## Problem
Every line between the top of the data below and the line with "--- a/scripts/userstyles.yml", both ends included, must be retyped exactly.

## Exercise input
PR #1689, opened 2025-04-02
feat(kagi): init

cfbender:
## 🎉 Theme for [Kagi](https://kagi.com) 🎉

Kagi is a search engine that has some AI and translation features.

preview

## 💬 Additional Comments 💬

This is my first time porting something, so hopefully I didn't make any grave errors. I tried to keep things as variables where possible and keep everything consistent. I dug through as many menus and clicked as many things as I could think of but it's likely I missed at least something. Hopefully someone who is a reviewer uses Kagi or it could be difficult to see! They have a free trial so there is that option as well.

## 🗒 Checklist 🗒

- [x] I have read and followed Catppuccin's [submission guidelines](https://github.com/catppuccin/userstyles/blob/main/docs/userstyle-creation.md).
  - [x] `preview.webp` - composite image of all four individual flavor screenshots (taken with the default accent color of mauve) stitched together, generated via [Catwalk](https://github.com/catppuccin/catwalk).

### DIFF
--- a/scripts/userstyles.yml
+++ b/scripts/userstyles.yml
@@ -125,6 +125,8 @@ collaborators:
     url: https://github.com/nuexq
   - &WalkQuackBack
     url: https://github.com/WalkQuackBack
+  - &cfbender
+    url: https://github.com/cfbender
 
 userstyles:
   advent-of-code:
@@ -544,6 +546,13 @@ userstyles:
     readme:
       app-link: https://jisho.org
     current-maintainers: [*Lichthagel]
+  kagi:
+    name: Kagi
+    categories: [search_engine, artificial_intelligence]
+    color: yellow
+    readme:
+      app-link: https://kagi.com
+    current-maintainers: [*cfbender]
   keybr.com:
     name: keybr.com
     categories: [productivity]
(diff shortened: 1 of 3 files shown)


uncenter:
Fwiw there is already https://github.com/catppuccin/catppuccin/issues/2642, but I'm not exactly sure how these two relate. Seems like maybe we can skip the userstyle and give Kagi CSS to use directly or something?

cfbender:
@uncenter aww dang I did a quick search here but didn't think to check the main style repo. Yeah, kagi does let you inject custom CSS, I just learned this yesterday while working on this port ironically. It may just be better than requiring stylus, as it may work via account-level config but I haven't tested it. If you're worried about the duplication we don't have to proceed with this really, but I'll probably try to keep maintaining it on my fork!

uncenter:
As we have done for other ports (mdBook, Gitea), if/when the Kagi port is added upstream, we can set up a userstyle here that imports the theme from catppuccin/kagi instead of duplicating the effort here. Thanks again for your work on this!

different-name:
@cfbender for what it's worth - your theme looks a lot nicer than the upstream PR

PR #1695, opened 2025-04-06
ci: harden

isabelroses:
changes made with the help of zizmor


.github/workflows/deno-check.yml
uncenter, line 1: Changes don't seem to be warranted given the scope of the file?

.github/workflows/deno-lock.yml
```diff
@@ -5,6 +5,9 @@ on:
     branches: [main]
     paths: ["deno.json"]
 
+permissions:
+  contents: write
```
uncenter, line 9: What does this change and why is it necessary?

.github/workflows/issues.yml
```diff
@@ -5,6 +5,8 @@ on:
   issues:
     types: [opened, edited]
 
+permissions: {}
```
uncenter, line 8: Doesn't seem necessary?

.github/workflows/lint.yml
uncenter, line 1: Changes don't seem necessary given workflow's scope.

PR #1697, opened 2025-04-09
fix(pinterest): avoid formatter syntax errors

uncenter:
Updates some syntax in the Pinterest userstyle to avoid errors the Deno formatter was throwing.

### DIFF
--- a/styles/pinterest/catppuccin.user.less
+++ b/styles/pinterest/catppuccin.user.less
@@ -209,6 +209,8 @@
     --color-background-warning-base: @peach;
     --color-background-success-base: @green;
 
+    // Currently unsupported syntax by the Less parser the Deno formatter uses, see https://github.com/g-plane/raffia/issues/9.
+    
     // @colors: {
     //   01: @blue;
     //   02: @teal;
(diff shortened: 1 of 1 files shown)


styles/pinterest/catppuccin.user.less
```diff
@@ -690,7 +715,10 @@
           background-image: url("data:image/svg+xml,@{svg}") !important;   
         }
         div[style*='background-image: url("https://s.pinimg.com/webapp/loveStatic-31fc2a99.svg")'] {
-          @svg: escape('<svg xmlns="http://www.w3.org/2000/svg" viewBox="0 0 120 120"><path fill="@{red}" d="M66.72 17.122 60 23.897l-6.72-6.775c-12.196-12.163-31.975-12.163-44.171 0-12.145 12.209-12.145 32.014 0 44.223L60 111.636l50.891-50.291c12.145-12.209 12.145-32.014 0-44.223C104.793 11.041 96.799 8 88.805 8s-15.987 3.041-22.085 9.122"/><path fill="@{darken(@red, 50%)}" d="M32.727 48.909a8.182 8.182 0 1 0 16.365 0 8.182 8.182 0 0 0-16.365 0m38.182 0a8.18 8.18 0 0 0 8.182 8.182 8.182 8.182 0 1 0 0-16.364 8.18 8.18 0 0 0-8.182 8.182M60 66.8c-5.9 0-11.4-1.3-16.3-3.7.2 8.9 7.4 16 16.3 16s16.2-7.2 16.3-16c-4.9 2.3-10.4 3.7-16.3 3.7"/></svg>');
```
uncenter, line 693: @nuexq you previously attempted to interpolate with `@{darken(@red, 50%)}` - unfortunately, Less doesn't support invoking functions in the interpolation syntax, you can only include the name of a variable. This isn't your fault though, for some reason Less doesn't error when encountering this (invalid) syntax: https://github.com/less/less.js/issues/4338. (Whereas notably our Less formatter *did* error - https://github.com/g-plane/raffia/issues/10.)

styles/pinterest/catppuccin.user.less
```diff
@@ -690,7 +715,10 @@
...
+          @darkened-red: darken(@red, 50%);
```
uncenter, line 718: I should also note that darkening an accent by 50% is quite drastic 😅 do we need to modify it so heavily?

nuexq: Yeah, the darkened-red here is just for heart's smile and eyes, I went with darker red rather than just black, but we can change it to black or lighter it more (less than 45% ends up close to heart's color).

styles/pinterest/catppuccin.user.less
nuexq: Thanks for the fix I didn't notice that at all duo to the original color was also a dark red.

nuexq (approved):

## The completed task
PR #1689, opened 2025-04-02
feat(kagi): init

cfbender:
## 🎉 Theme for [Kagi](https://kagi.com) 🎉

Kagi is a search engine that has some AI and translation features.

preview

## 💬 Additional Comments 💬

This is my first time porting something, so hopefully I didn't make any grave errors. I tried to keep things as variables where possible and keep everything consistent. I dug through as many menus and clicked as many things as I could think of but it's likely I missed at least something. Hopefully someone who is a reviewer uses Kagi or it could be difficult to see! They have a free trial so there is that option as well.

## 🗒 Checklist 🗒

- [x] I have read and followed Catppuccin's [submission guidelines](https://github.com/catppuccin/userstyles/blob/main/docs/userstyle-creation.md).
  - [x] `preview.webp` - composite image of all four individual flavor screenshots (taken with the default accent color of mauve) stitched together, generated via [Catwalk](https://github.com/catppuccin/catwalk).

### DIFF
--- a/scripts/userstyles.yml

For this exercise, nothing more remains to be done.